Koning Willem II College is a school in Tilburg in the Netherlands. It was established in 1866 and is named after King Willem II. The school was founded in the former royal palace in Tilburg, the present City Hall, of which the construction was commissioned by King William II himself. In 1934 the school moved from the former palace to the new location a new and much bigger building at the Ringbaan Oost in Tilburg. In 1971 the school moved to its present location on the Tatraweg.

The school is divided over seven buildings of varying size:
- The A-building contains the school's four gyms.
- The B-building is the school's main building. It has three floors and is one of the oldest buildings.
- The C-building has only a few classrooms and is located on the ground floor.
- The D-building like the B-building is one of the oldest buildings, but has only two floors.
- The E-building (one floor) and F-building (two floors) were not part of the original school and were built later with a more modern decoration. The main subjects taught here are the sciences biology, chemistry, and physics.
- The G-building is the smallest of all of the buildings, and has only one big room.
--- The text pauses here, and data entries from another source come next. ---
PR #1096, opened 2019-07-09
AC-746 : Logout invalidates both access and refresh token

ayoung1:

### What Changed
 - Access and Refresh tokens are invalidated when the user clicks the logout button

### How To Test
 - Login on the development webpage
 - Gather access/refresh key from DynamoDB
 - Logout
 - Confirm the keys are removed from Dynamo and can't be used to access api/v1/account

### DIFF
--- a/src/actions/auth.js
+++ b/src/actions/auth.js
@@ -177,7 +177,9 @@ export function logout() {
       return;
     }
     dispatch(invalidateAuthToken(token));
-    dispatch(invalidateAuthToken(refreshToken));
+    if (refreshToken) {
+      dispatch(invalidateAuthToken(refreshToken));
+    }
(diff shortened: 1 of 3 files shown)


src/actions/auth.js
```diff
@@ -156,11 +171,13 @@ export function refresh(token, refreshToken) {
...
   return (dispatch, getState) => {
     const { auth } = getState();
+    const { token, refreshToken } = auth;
     // only log out if currently logged in
     if (!auth.loggedIn) {
       return;
     }
-
+    dispatch(invalidateAuthToken(token));
+    dispatch(invalidateAuthToken(refreshToken));
```
PatrickSison: Should probably make a check for refresh token since it doesn't necessarily exist

PR #1098, opened 2019-07-11
FE-693: Addd GTM event to choose plan form

PatrickSison:
[FE-693](https://jira.int.messagesystems.com/browse/FE-693)

### What Changed
 - Added GTM event 

### How To Test
  - Create an account
  - on onboarding, choose a paid plan
 - Check that the event is being added to window.datalayer 

### To Do
- [ ] Verify that events are being properly tracked

### Notes:
 - I don't know if it's an issue with it being dev server, but I don't see dataLayer changing on local env, but I see it fine on prod. It's getting to the function correctly


bkemper:
Lets close until we have better understanding of the need.

PR #1100, opened 2019-07-11
EO-885 Implement Duplicate Alert logic

kchu1337:
### What Changed
 - Edited the create page to allow for duplication of an alert
 - Created helper to transform api data to form data
 - Created logic for initial values for the Alert form

### How To Test
```
    location /api/v1/alerts {
      include cors;
    }
```
 - Navigate to `/alerts-new`.
 - Click any alert name in the table to open details page.
 - Click on the duplicate button in the top right.
 - Verify that the create page contains all of the duplicated alert's values


src/pages/alerts/DetailsPage.js
```diff
@@ -36,7 +36,7 @@ export class DetailsPage extends Component {
 
     return deleteAlert({ id }).then(() => {
       this.closeDeleteModal();
-      history.push('../alerts-new');
+      history.push('../');
```
bkemper: I recommend using absolute routes.

src/pages/alerts/CreatePageNew.js
```diff
@@ -3,30 +3,55 @@ import { Link } from 'react-router-dom';
...
+    const { loading, getError, getLoading, duplicateId, alert } = this.props;
+
+    if (getLoading) {
+      return <Loading/>;
+    }
+
+    if (getError) {
+      return (
+        <RedirectAndAlert
+          to='/alerts-new'
```
jonambas: I think you would want to redirect back to the details page you were on, no?

src/pages/alerts/DetailsPage.js
```diff
@@ -76,7 +76,7 @@ export class DetailsPage extends Component {
         breadcrumbAction={{ content: 'Back to Alerts', to: '/alerts-new', component: Link }}
         primaryArea={
           <>
-          <Button flat><ContentCopy className={styles.Icon}/>Duplicate</Button>
+          <Button flat component={Link} to={`../create/${id}`}><ContentCopy className={styles.Icon}/>Duplicate</Button>
```
jonambas: Would use an absolute path here

src/pages/alerts/components/AlertFormNew.container.js
```diff
@@ -17,7 +18,7 @@ export default function withAlertForm(WrappedComponent) {
       metric: selector(state, 'metric'),
       single_filter: selector(state, 'single_filter'),
       muted: selector(state, 'muted'),
-      initialValues: DEFAULT_FORM_VALUES
+      initialValues: intialValues ? intialValues : DEFAULT_FORM_VALUES
```
jonambas: Can we append `(Duplicate)` to the alert name?

src/pages/alerts/CreatePageNew.js
```diff
@@ -3,30 +3,55 @@ import { Link } from 'react-router-dom';
...
+          alert={{ type: 'error', message: getError.message }}
+        />
+      );
+    }
+    const initialValues = duplicateId ? formatFromApiToForm(alert) : undefined;
```
jonambas: `formatFromApiToForm` `formatFromFormToApi` naming is a bit confusing

Historically we've put functions like `formatFromApiToForm` inside selectors though

src/pages/alerts/CreatePageNew.js
jonambas: Nm, this is fine

src/pages/alerts/CreatePageNew.js
kchu1337: I could move it into a selector, but I felt that it would be easier to read by putting them in the same helper function. What about using a selector but importing the function from the helper?

src/pages/alerts/helpers/formatFormData.js
```diff
@@ -2,7 +2,7 @@ import _ from 'lodash';
 import { REALTIME_FILTERS } from '../constants/formConstants';
 import { getFormSpec } from './alertForm';
 
-export default function (values) {
+export const formatFormValues = (values) => {
```
bkemper: The file and function have a different name.

src/selectors/alertsV1.js
```diff
@@ -22,4 +25,46 @@ export const selectRecentlyTriggeredAlerts = createSelector(
...
+    default: (() => {})
+  };
+  const formFilters = (getFormFilters[filterType] || getFormFilters.default)();
+
+  const { source, operator, value } = threshold_evaluator;
+
+  const { emails = []} = channels;
+  const email_addresses = emails.join(', ');
+
+  const name = (isDuplicate) ? `${alert.name} (Duplicate)` : alert.name;
```
bkemper: I made a string helper, `tagAsCopy`, for this situation.

src/pages/alerts/CreatePageNew.js
```diff
@@ -3,30 +3,54 @@ import { Link } from 'react-router-dom';
...
+import { formatFormValues } from './helpers/formatFormData';
+import { Loading } from 'src/components';
+import { RedirectAndAlert } from 'src/components/globalAlert';
 
 export class CreatePageNew extends Component {
 
+  componentDidMount() {
+    const { getAlert, duplicateId } = this.props;
+    if (duplicateId) {
+      getAlert({ id: duplicateId });
```
bkemper: Is it the duplicate ID or is it really the ID to duplicate?

src/selectors/alertsV1.js
```diff
@@ -22,4 +25,46 @@ export const selectRecentlyTriggeredAlerts = createSelector(
     .slice(0,4)
 );
 
+export function getInitialValues(alert = {}, isDuplicate) {
```
bkemper: This should be a selector that uses state. 

```js
export const selectAlert => (state) => state.alertsV1.alert;
export const selectAlertFormValues => createSelector([selectAlert], (alert) => {
 // ...
});
```

PR #1103, opened 2019-07-16
AC-888: Dashboard inaccurately reports daily usage for unrestricted accounts

bkemper:
Refer to [AC-888](https://jira.int.messagesystems.com/browse/AC-888)

### What Changed
 - Limits will not be shown unless present
 - Monthly limit will always be displayed when present (before it was hidden if same value as plan volume)

Screen Shot 2019-07-16 at 12 07 16 PM

### How To Test
 - Create a new account
 - `PUT /account/control trust_level=unrestricted`
 - Open the dashboard and confirm limits are not displayed

### DIFF
--- a/src/components/usageReport/UsageReport.js
+++ b/src/components/usageReport/UsageReport.js
@@ -52,10 +52,6 @@ export class UsageReport extends Component {
     const hasDailyLimit = usage.day.limit > 0;
     const hasMonthlyLimit = usage.month.limit > 0;
 
-    const overageMarkup = overage
-      ? <DisplayNumber label='Extra Emails Used' content={overage.toLocaleString()}/>
-      : null;
-
     return (
       <Panel title='Your Usage Report' actions={actions}>
         <Panel.Section>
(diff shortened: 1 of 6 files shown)


src/components/usageReport/UsageReport.js
```diff
@@ -47,53 +47,43 @@ export class UsageReport extends Component {
...
-    const dailyUsage = getPercent(usage.day.used, usage.day.limit);
-
-    const monthlyLimit = usage.month.limit || subscription.plan_volume;
-    const monthlyUsage = getPercent(usage.month.used, monthlyLimit);
-
-    const dailyLimitMarkup = usage.day.limit
-      ? <DisplayNumber label='Daily Limit' content={usage.day.limit.toLocaleString()}/>
-      : null;
-
     const overageMarkup = overage
```
kchu1337: Could move this down and use the ```{overage && ... }``` notation

bkemper:
@kchu1337 This is ready for final review.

The school offers vmbo, havo or vwo (atheneum and gymnasium). The school is unique in offering students two alternative streams: the muzische afdeling (musical department) or a top-sport afdeling (top-sports department) for the first three years of their education, after which they may continue at the vmbo, havo or vwo.

== Vincent van Gogh ==

In 1866, the school welcomed of its most remarkable students and certainly its most famous: Vincent van Gogh. He left the school halfway during his second year, for unknown reasons. His parents still lived in Zundert and Vincent lived in one of the houses at the St. Annaplein in Tilburg, not far from the school. The oldest school photograph in the files of the school, a typical class photograph, is a famous photo of Van Gogh. It is said that his art teacher, Constant Cornelis Huijsmans, has had a strong influence of Gogh's early style.